1. Its not the same ol blue nacelles
2. I am in K-State territory and that is our color, LOL
3. just because, I really like both and just had to pick one.


----------



## CaptDistraction (Feb 1, 2005)

well, I thought the word was on the street that the original colors were purple, however, all the pics I can find are blue, I think it was just the way it was filmed, because my camera did just that the first few attempts with auto-whitebalance.


----------



## uss_columbia (Jul 15, 2003)

Yes, it was definitely purple as-built. We've seen the pics of the early model (before bridge spots and such). We have Andrew Proberts word.
However, it was blue on-screen in TMP in every shot I've noticed.
So, are you building a model of the model or a model of the "real" starship? If a model of the model, purple (which I like a lot). If a model of the "real" Enterprise, blue (which also looks very good).


----------



## uss_columbia (Jul 15, 2003)

Here's a better answer:
Build one ship each way! (I have 4 of the model, maybe I'll take my own advice.)


----------



## CaptDistraction (Feb 1, 2005)

uss_columbia said:


> Yes, it was definitely purple as-built. We've seen the pics of the early model (before bridge spots and such). We have Andrew Proberts word.
> However, it was blue on-screen in TMP in every shot I've noticed.
> So, are you building a model of the model or a model of the "real" starship? If a model of the model, purple (which I like a lot). If a model of the "real" Enterprise, blue (which also looks very good).


I definately subscribe to the school of a replica of the replica. I'm trying to duplicate what it looked like in the studio, because likely, any picture taking of it will return similar results as what the original filming did. I had to photoshop the purple one to get it back to the shade that my eyes saw.


----------



## Chuck_P.R. (Jun 8, 2003)

uss_columbia said:


> Yes, it was definitely purple as-built. We've seen the pics of the early model (before bridge spots and such). We have Andrew Proberts word.
> However, it was blue on-screen in TMP in every shot I've noticed.
> So, are you building a model of the model or a model of the "real" starship? If a model of the model, purple (which I like a lot). If a model of the "real" Enterprise, blue (which also looks very good).
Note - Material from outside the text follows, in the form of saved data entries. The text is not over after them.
PR #1573, opened 2021-08-23
[WIP] Differentiable batch execute using Jax

antalszava:

PR #1618, opened 2021-09-01
Final touches to get `batch.execute` ready for QNode integration

josh146:
**Context:** I have begun the process of integrating the new batch execution pipeline into the QNode. On my first attempt, however, I noticed there some changes to the existing batch execution function is required in order to support all features of the QNode, including:

- Raising useful error messages if the interface is incorrect or not available
- Supporting setting of shots dynamically when calling the QNode.

I also spotted a 'todo' still in the source code.

Rather than include this as part of a large, separate PR, I have separated the low-level batch execution changes into a separate PR for ease of review.

- The execute function, since being proposed, now supports no-interface/no-gradient, as well as backpropagation. It has been made a top-level import to allow it to be easily used for backpropagation without causing dependency issues from requiring it be imported from the `interfaces` package.

- A private context manager, `set_shots`, has been created, to _safely_ modify shots at execution time.

- Better error handling has been added for import errors.

- A small bugfix was made in the TF interface.

- A redundant validation test was removed.

- A temporary 'hack', where the _location_ of the `gradient_fn` was used to check if the `gradient_fn` was a gradient transform, has been removed, and replaced with a simple `isinstance(gradient_fn, qml.gradients.gradient_transform)`.

**Benefits:**

- The main benefit is that `execute()` can now be called with a custom `override_shots` keyword argument. This will temporarily override the device shot number during execution. Note that validation is already present in the device to ensure that setting shots to an invalid value for a device will raise errors.

- The `set_shots` context manager is significantly safer than the approach currently available in the QNode, which sets `device.shots` without a try-except statement.

- `@contextlib` provides tools for creating context managers without the boilerplate, which is nice. Another benefit is that context managers created this way can also be used as decorators/transforms --- the transformed function will always be executed within the context manager. This is an _extremely_ important ability; coupled with function closure, this ensures that *side effects* of the `execute()` function will continue to use the temporary shots value, even once the execution function has returned.

  In fact, this fixes a bug in TF/Torch currently in the master branch, where dynamically setting the shots does not work with gradient computations. This bug has prevented us from advertising `qnode(weights, shots=100)` as a main user-interface so far.

- Checking if the gradient function is a gradient transform is now cleaner and much less error prone.

**Possible Drawbacks:** n/a


pennylane/interfaces/batch/__init__.py
```diff
@@ -16,14 +16,59 @@
...
 import pennylane as qml
 
 
+INTERFACE_NAMES = {
+    "NumPy": (None,),
+    "Autograd": ("autograd", "numpy"),  # for backwards compatibility
+    "PyTorch": ("torch", "pytorch"),
+    "TensorFlow": ("tf", "tensorflow"),
+}
+"""dict[str, str]: maps allowed interface strings to the name of the interface"""
```
glassnotes, line 35: JAX will be added following #1573 ?

pennylane/interfaces/batch/__init__.py
```diff
@@ -16,14 +16,59 @@
...
+    >>> dev = qml.device("default.qubit", wires=2, shots=None)
+    >>> with set_shots(dev, shots=100):
+    ...     print(dev.shots)
+    100
+    >>> print(dev.shots)
+    None
+
+    Or as a decorator that acts on a function that uses the device:
+
+    >>> set_shots(dev, shots=100)(lambda: dev.shots)()
```
glassnotes, line 58: I'm a bit confused by this example. Is the idea that you can do something like this?

```python
@qml.set_shots(100)
@qml.qnode(dev)
def circuitI():
    ....

```

glassnotes: Oh never mind I see later how it is used to act on the device's `batch_execute` function. What confused me is the `lambda` here.

pennylane/interfaces/batch/autograd.py
```diff
@@ -171,13 +169,8 @@ def grad_fn(dy):
...
             # Need to compute the Jacobians on the backward pass (accumulation="backward")
 
-            # Temporary: check if the gradient function is a differentiable transform.
-            # For the moment, simply check if it is part of the `qml.gradients` package.
-            # Longer term, we should have a way of checking this directly
-            # (e.g., isinstance(gradient_fn, GradientTransform))
-            module_name = getattr(inspect.getmodule(gradient_fn), "__name__", "")
-
-            if "pennylane.gradients" in module_name:
+            if isinstance(gradient_fn, qml.gradients.gradient_transform):
```
glassnotes, line 172: :tada:

pennylane/interfaces/batch/autograd.py
```diff
@@ -212,27 +205,20 @@ def grad_fn(dy):
...
                 #
                 # - there is no recursion here
                 # - gradient_fn is not differentiable
                 #
                 # so we cannot support higher-order derivatives.
-
                 with qml.tape.Unwrap(*tapes):
                     jacs = gradient_fn(tapes, **gradient_kwargs)
 
                 vjps = [qml.gradients.compute_vjp(d, jac) for d, jac in zip(dy, jacs)]
```
glassnotes, line 220: The similar case in line 193 was indented to sit within the `with` statement here; should the same be true here?

tests/interfaces/test_batch_autograd.py
```diff
@@ -25,6 +28,29 @@
...
     """Unit tests for autograd execution"""
 
+    def test_import_error(self, mocker):
+        """Test that an exception is caught on import error"""
+
+        mock = mocker.patch.object(autograd.extend, "defvjp")
+        mock.side_effect = ImportError()
+
+        try:
+            del sys.modules["pennylane.interfaces.batch.autograd"]
```
glassnotes, line 38: I didn't realize this was a test at first and panicked a bit :laughing:

tests/interfaces/test_batch_autograd.py
```diff
@@ -48,24 +74,6 @@ def cost(a, device):
...
-                qml.RX(a[1], wires=0)
-                qml.expval(qml.PauliZ(0))
-
-            return execute([tape], device, gradient_fn=lambda x: x)[0]
-
-        with pytest.raises(ValueError, match="Unknown gradient function"):
-            res = qml.jacobian(cost)(a, device=dev)
-
     def test_incorrect_mode(self):
         """Test that an error is raised if an gradient transform
```
glassnotes, line 78:
```suggestion
        """Test that an error is raised if a gradient transform
```

tests/interfaces/test_batch_autograd.py
```diff
@@ -98,7 +106,7 @@ def cost(a, device):
                 qml.RX(a[1], wires=0)
                 qml.expval(qml.PauliZ(0))
 
-            return execute([tape], device, gradient_fn=param_shift, interface=None)[0]
+            return execute([tape], device, gradient_fn=param_shift, interface="None")[0]
```
glassnotes, line 109: Why the change to a str?

tests/interfaces/test_batch_autograd.py
```diff
@@ -808,3 +816,87 @@ def cost_fn(x):
...
+        spy = mocker.Mock(wraps=qml.Device.shots.fset)
+        mock_property = qml.Device.shots.setter(spy)
+        mocker.patch.object(qml.Device, "shots", mock_property)
+
+        res = execute([tape], dev, gradient_fn=param_shift, override_shots=123)
+        # overriden shots is the same, no change
+        spy.assert_not_called()
+
+        res = execute([tape], dev, gradient_fn=param_shift, override_shots=100)
+        # overriden shots is the same, shots were changed
```
glassnotes, line 874:
```suggestion
        # overriden shots is not the same, shots were changed
```

tests/interfaces/test_batch_autograd.py
```diff
@@ -808,3 +816,87 @@ def cost_fn(x):
...
+        def cost_fn(a, b, shots):
+            with qml.tape.JacobianTape() as tape:
+                qml.RY(a, wires=0)
+                qml.RX(b, wires=1)
+                qml.CNOT(wires=[0, 1])
+                qml.expval(qml.PauliY(1))
+
+            return execute([tape], dev, gradient_fn=param_shift, override_shots=shots)[0]
+
+        res = qml.jacobian(cost_fn)(a, b, shots=[10000, 10000, 10000])
```
glassnotes, line 897: Why is shots a list here?

glassnotes (commented):
Looks great @josh146 , just left question about a couple things I didn't understand.

pennylane/interfaces/batch/__init__.py
```diff
@@ -16,14 +16,59 @@
...
+    "PyTorch": ("torch", "pytorch"),
+    "TensorFlow": ("tf", "tensorflow"),
+}
+"""dict[str, str]: maps allowed interface strings to the name of the interface"""
+
+SUPPORTED_INTERFACES = list(itertools.chain(*INTERFACE_NAMES.values()))
+
+
+@contextlib.contextmanager
+def set_shots(device, shots):
```
anthayes92, line 41: does this allow the number of shots to be changed for each execution in a batch or does it change all executions to a single new number of shots?

anthayes92 (approved):

anthayes92:
Nice touches @josh146! Good to go :rocket:

pennylane/interfaces/batch/__init__.py
josh146: Yep!

pennylane/interfaces/batch/__init__.py
josh146: The latter 🙂 

Now that you mention it though, I think there is a very good use-case for the _former_ as well 🤔

pennylane/interfaces/batch/__init__.py
josh146: > Is the idea that you can do something like this?

Good question 🤔 That probably works, but it was not my intention for that UX to work lol. This is just a small utility function for the batch execution pipeline, rather than something I meant to be user facing.

In terms of the code snippet in the example --- this confused me as well to be honest. The [`contextlib`](https://docs.python.org/3/library/contextlib.html#contextlib.ContextDecorator) docs say that all context managers can also be used as decorators, but they don't provide an example.

Note that the following _also_ works,

```python
set_shots(dev, shots=100)(lambda dev: dev.shots)(dev)
```

so there seem to be a number of permutations that work.

josh146: Double checked, it doesn't work 😆 

image

pennylane/interfaces/batch/autograd.py
josh146: I don't believe so, no. I can't say why though, but the tests don't seem to error here 🤔

tests/interfaces/test_batch_autograd.py
josh146: Because the recent PR change to PL means that `interface=None` now has semantic meaning that I have to follow 😆

tests/interfaces/test_batch_autograd.py
josh146: Ah! This is a way of saying 'submit a job with 30,000 shots, but post-process the results into three jobs of 10,000 shots each'

It's a way of generating more fine-grained results without needing to submit multiple jobs.

https://pennylane.readthedocs.io/en/stable/introduction/circuits.html#shot-batches

pennylane/interfaces/batch/__init__.py
josh146: Ohhhh it is because, by default, the QNode is 'swapping' the device under the hood to use backprop. If you force parameter-shift, it... works 🤯 

image

josh146: @glassnotes this is a cool unintentional feature!

josh146:
[ch8734]

josh146:
[ch8735]

glassnotes (approved):

PR #1620, opened 2021-09-01
Fix Mottonen state prep for single-wire cases.

glassnotes:
**Context:** I caught a small bug in the implementation of `MottonenStatePreparation`. In the current implementation, when a single wire is used, there is an error:

```python
v = 1./np.sqrt(2) * np.array([1, -1])

@qml.qnode(dev)
def prepare_state():
    qml.templates.MottonenStatePreparation(v, wires=0)
    return qml.state()
```

Yields: `TypeError: object of type 'int' has no len()` from the check in Mottonen's `__init__`. 

**Description of the Change:** Fixes the check on the number of wires by wrap the `wires` argument with `qml.wires.Wires` to allow for the single-wire case.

About a month ago this was discussed in a thread here.
Apparently the original color was purple and some film was even shot with the nacelles purple. There were even some stills released to a sci-fi mag at the time showing them lit as purple.

For whatever reason it didn't look right on film and they allegedly changed it before actual production filming began.

So it wasn't just a lighting anomaly, it was originally purple but then changed to blue before actual filming began.


----------



## Chuck_P.R. (Jun 8, 2003)

Also, here is a "best of both worlds" solution, compliments of member Cloudwalker, whose post I just found...



Cloudwalker said:


> Is it purple? Is it blue? Is it purply-blue? Who cares! I found the perfect solution to apease all color interpretations. There is a company selling a blue/purple 2 in 1 CCT. It has a switch you can wire up to change it to either color. Here's a link to the product. They're a teeny bit pricey for a CCT at $9.99 each, but considering you're technically getting two tubes in one super compact tube, the price is a steal. Here's a link: http://www.xoxide.com/logisys-blue-uv-2-in-1-twin-cold-cathode.html
> 
> 
> 
> What do you guys think?


----------



## CaptDistraction (Feb 1, 2005)

haha, I'm tired of spending money on the refit, oh man.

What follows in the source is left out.